Issue #1093, opened 2014-01-31
rpmlint warning: missing-call-to-setgroups-before-setuid


daxim:
When packaging libuv-0.11.19 on openSUSE 13.1, rpmlint reports the warning:

```
libuv11.x86_64: W: missing-call-to-setgroups-before-setuid /usr/lib64/libuv.so.11.0.0
This executable is calling setuid and setgid without setgroups or initgroups.
There is a high probability this mean it didn't relinquish all groups, and
this would be a potential security issue to be fixed. Seek POS36-C on the web
for details about the problem.
```

Is this warning legimitate or bogus? If the former, that should be fixed in the libuv source code. If the latter, I can suppress the warning in the specfile.

Sannis:
@daxim are you plan to deploy that rpm to devel:languages:nodejs or some other channel on openSUSE build services?

daxim:
libuv is one of the indirect dependencies of rakudo; I plan to submit it to devel:languages:parrot.

bnoordhuis:
I came here to report this as a bug.  Yes, this is a potential security issue that needs to be addressed.

(EDIT: Another thing that libuv should do on Linux is drop some or all capabilities.)

/cc @indutny

saghul:
Landed a fix for this warning in https://github.com/joyent/libuv/commit/66ab38918c911bcff025562cf06237d7fedaba0c. We should also drop some (or all) capabilities on Linux, I created https://github.com/joyent/libuv/issues/1106 for that.

lkundrak:
FWIW this patch is incorrect. With size of 0, it doesn't set anything:

>  If size is zero, list is not modified, but the total number of supplementary group IDs for the process is returned. This allows the caller to determine the size of a dynamically allocated list to be used in a further call to getgroups().

saghul:
On 08/18/2015 09:57, Lubomir Rintel wrote:

> FWIW this patch is incorrect. With size of 0, it doesn't set anything:
> 
> ```
> If size is zero, list is not modified, but the total number of
> supplementary group IDs for the process is returned. This allows the
> caller to determine the size of a dynamically allocated list to be
> used in a further call to getgroups().
> ```

My understanding is that what you quoted applies to getgroups, not
setgroups, which is what we are using here. Can you point me to another
resource stating this is incorrect? I'm surprised, because many eyes saw
this patch, as we had to issue a CVE, and I'd hate it if it was wrong
after all. Thanks!

lkundrak:
[...]

PR #1105, opened 2014-02-10
unix: call setgoups before calling setuid/setgid

saghul:
Partial fix for #1093

Shamelessly taken from: https://github.com/mozilla/rust/pull/12085

/cc @indutny

If you have a few milliseconds to spare, it'd be great to get your input, @bnoordhuis.

As for the dropping caps part, I'll need to look into that, doesn't look anywhere straightforward :-/

### DIFF
--- a/src/unix/process.c
+++ b/src/unix/process.c
@@ -330,6 +330,20 @@ static void uv__process_child_init(const uv_process_options_t* options,
     _exit(127);
   }
 
+  if (options->flags & (UV_PROCESS_SETUID | UV_PROCESS_SETGID)) {
+    /* When dropping privileges from root, the `setgroups` call will
+     * remove any extraneous groups. If we don't call this, then
+     * even though our uid has dropped, we may still have groups
+     * that enable us to do super-user things. This will fail if we
+     * aren't root, so don't bother checking the return value, this
+     * is just done as an optimistic privilege dropping function.
+     */
+    int saved_errno;
+    saved_errno = errno;
+    setgroups(0, NULL);
+    errno = saved_errno;
+  }
+
   if ((options->flags & UV_PROCESS_SETGID) && setgid(options->gid)) {
     uv__write_int(error_fd, -errno);
     perror("setgid()");


src/unix/process.c
```diff
@@ -330,6 +330,17 @@ static void uv__process_child_init(const uv_process_options_t* options,
     _exit(127);
   }
 
+  if (options->flags & (UV_PROCESS_SETUID|UV_PROCESS_SETGID)) {
```
indutny: Please add space between: `...SETUID | ...SETGID`

src/unix/process.c
```diff
@@ -330,6 +330,17 @@ static void uv__process_child_init(const uv_process_options_t* options,
...
+    /* When dropping privileges from root, the `setgroups` call will
+     * remove any extraneous groups. If we don't call this, then
+     * even though our uid has dropped, we may still have groups
+     * that enable us to do super-user things. This will fail if we
+     * aren't root, so don't bother checking the return value, this
+     * is just done as an optimistic privilege dropping function.
+     */
+    setgroups(0, NULL);
```
indutny, line 343: Perhaps, clear errno?

indutny, line 343: I mean restore.

indutny:
Minor style nit, otherwise LGTM. But yeah, having @bnoordhuis opinion on this would be totally cool!

src/unix/process.c
saghul, line 343: I thought about it, but we don't check for it unless any of the remaining function calls fail, so does it matter much? Or is it just good practice? I could just set errno to 0 if setgroups fails.

indutny, line 343: Better just restore it, yeah it is just for the sake of style.

saghul:
Force pushed addressing feedback, thanks @indutny!

src/unix/process.c
```diff
@@ -330,6 +330,20 @@ static void uv__process_child_init(const uv_process_options_t* options,
...
+     * remove any extraneous groups. If we don't call this, then
+     * even though our uid has dropped, we may still have groups
+     * that enable us to do super-user things. This will fail if we
+     * aren't root, so don't bother checking the return value, this
+     * is just done as an optimistic privilege dropping function.
+     */
+    int saved_errno;
+    saved_errno = errno;
+    setgroups(0, NULL);
+    errno = saved_errno;
```
bnoordhuis, line 344: Can be shortened to `SAVE_ERRNO(setgroups(0, NULL))` but apart from that LGTM.

bnoordhuis:
Change itself LGTM but as food for thought, you may want to consider adding an API that lets the user retain some or all of the ancillary groups.  Ditto for capabilities.

src/unix/process.c
saghul, line 344: Thanks Ben, will fix.

saghul:
Thanks guys! Landed as https://github.com/joyent/libuv/commit/66ab38918c911bcff025562cf06237d7fedaba0c. I also created https://github.com/joyent/libuv/issues/1106 to track the Linux capabilites part and the API suggesting by Ben.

__________________________________________________

- [THE PROBLEM]
What is needed is an exact copy of all the records above.

- [SOLUTION FOR THIS PROBLEM]
Issue #1093, opened 2014-01-31
rpmlint warning: missing-call-to-setgroups-before-setuid


daxim:
When packaging libuv-0.11.19 on openSUSE 13.1, rpmlint reports the warning:

```
libuv11.x86_64: W: missing-call-to-setgroups-before-setuid /usr/lib64/libuv.so.11.0.0
This executable is calling setuid and setgid without setgroups or initgroups.
There is a high probability this mean it didn't relinquish all groups, and
this would be a potential security issue to be fixed. Seek POS36-C on the web
for details about the problem.
```

Is this warning legimitate or bogus? If the former, that should be fixed in the libuv source code. If the latter, I can suppress the warning in the specfile.

Sannis:
@daxim are you plan to deploy that rpm to devel:languages:nodejs or some other channel on openSUSE build services?

daxim:
libuv is one of the indirect dependencies of rakudo; I plan to submit it to devel:languages:parrot.

bnoordhuis:
I came here to report this as a bug.  Yes, this is a potential security issue that needs to be addressed.

(EDIT: Another thing that libuv should do on Linux is drop some or all capabilities.)

/cc @indutny

saghul:
Landed a fix for this warning in https://github.com/joyent/libuv/commit/66ab38918c911bcff025562cf06237d7fedaba0c. We should also drop some (or all) capabilities on Linux, I created https://github.com/joyent/libuv/issues/1106 for that.

lkundrak:
FWIW this patch is incorrect. With size of 0, it doesn't set anything:

>  If size is zero, list is not modified, but the total number of supplementary group IDs for the process is returned. This allows the caller to determine the size of a dynamically allocated list to be used in a further call to getgroups().

saghul:
On 08/18/2015 09:57, Lubomir Rintel wrote:

> FWIW this patch is incorrect. With size of 0, it doesn't set anything:
> 
> ```
> If size is zero, list is not modified, but the total number of
> supplementary group IDs for the process is returned. This allows the
> caller to determine the size of a dynamically allocated list to be
> used in a further call to getgroups().
> ```

My understanding is that what you quoted applies to getgroups, not
setgroups, which is what we are using here. Can you point me to another
resource stating this is incorrect? I'm surprised, because many eyes saw
this patch, as we had to issue a CVE, and I'd hate it if it was wrong
after all. Thanks!

lkundrak:
[...]

PR #1105, opened 2014-02-10
unix: call setgoups before calling setuid/setgid

saghul:
Partial fix for #1093

Shamelessly taken from: https://github.com/mozilla/rust/pull/12085

/cc @indutny

If you have a few milliseconds to spare, it'd be great to get your input, @bnoordhuis.

As for the dropping caps part, I'll need to look into that, doesn't look anywhere straightforward :-/

### DIFF
--- a/src/unix/process.c
+++ b/src/unix/process.c
@@ -330,6 +330,20 @@ static void uv__process_child_init(const uv_process_options_t* options,
     _exit(127);
   }
 
+  if (options->flags & (UV_PROCESS_SETUID | UV_PROCESS_SETGID)) {
+    /* When dropping privileges from root, the `setgroups` call will
+     * remove any extraneous groups. If we don't call this, then
+     * even though our uid has dropped, we may still have groups
+     * that enable us to do super-user things. This will fail if we
+     * aren't root, so don't bother checking the return value, this
+     * is just done as an optimistic privilege dropping function.
+     */
+    int saved_errno;
+    saved_errno = errno;
+    setgroups(0, NULL);
+    errno = saved_errno;
+  }
+
   if ((options->flags & UV_PROCESS_SETGID) && setgid(options->gid)) {
     uv__write_int(error_fd, -errno);
     perror("setgid()");


src/unix/process.c
```diff
@@ -330,6 +330,17 @@ static void uv__process_child_init(const uv_process_options_t* options,
     _exit(127);
   }
 
+  if (options->flags & (UV_PROCESS_SETUID|UV_PROCESS_SETGID)) {
```
indutny: Please add space between: `...SETUID | ...SETGID`

src/unix/process.c
```diff
@@ -330,6 +330,17 @@ static void uv__process_child_init(const uv_process_options_t* options,
...
+    /* When dropping privileges from root, the `setgroups` call will
+     * remove any extraneous groups. If we don't call this, then
+     * even though our uid has dropped, we may still have groups
+     * that enable us to do super-user things. This will fail if we
+     * aren't root, so don't bother checking the return value, this
+     * is just done as an optimistic privilege dropping function.
+     */
+    setgroups(0, NULL);
```
indutny, line 343: Perhaps, clear errno?

indutny, line 343: I mean restore.

indutny:
Minor style nit, otherwise LGTM. But yeah, having @bnoordhuis opinion on this would be totally cool!

src/unix/process.c
saghul, line 343: I thought about it, but we don't check for it unless any of the remaining function calls fail, so does it matter much? Or is it just good practice? I could just set errno to 0 if setgroups fails.

indutny, line 343: Better just restore it, yeah it is just for the sake of style.

saghul:
Force pushed addressing feedback, thanks @indutny!

src/unix/process.c
```diff
@@ -330,6 +330,20 @@ static void uv__process_child_init(const uv_process_options_t* options,
...
+     * remove any extraneous groups. If we don't call this, then
+     * even though our uid has dropped, we may still have groups
+     * that enable us to do super-user things. This will fail if we
+     * aren't root, so don't bother checking the return value, this
+     * is just done as an optimistic privilege dropping function.
+     */
+    int saved_errno;
+    saved_errno = errno;
+    setgroups(0, NULL);
+    errno = saved_errno;
```
bnoordhuis, line 344: Can be shortened to `SAVE_ERRNO(setgroups(0, NULL))` but apart from that LGTM.

bnoordhuis:
Change itself LGTM but as food for thought, you may want to consider adding an API that lets the user retain some or all of the ancillary groups.  Ditto for capabilities.

src/unix/process.c
saghul, line 344: Thanks Ben, will fix.

saghul:
Thanks guys! Landed as https://github.com/joyent/libuv/commit/66ab38918c911bcff025562cf06237d7fedaba0c. I also created https://github.com/joyent/libuv/issues/1106 to track the Linux capabilites part and the API suggesting by Ben.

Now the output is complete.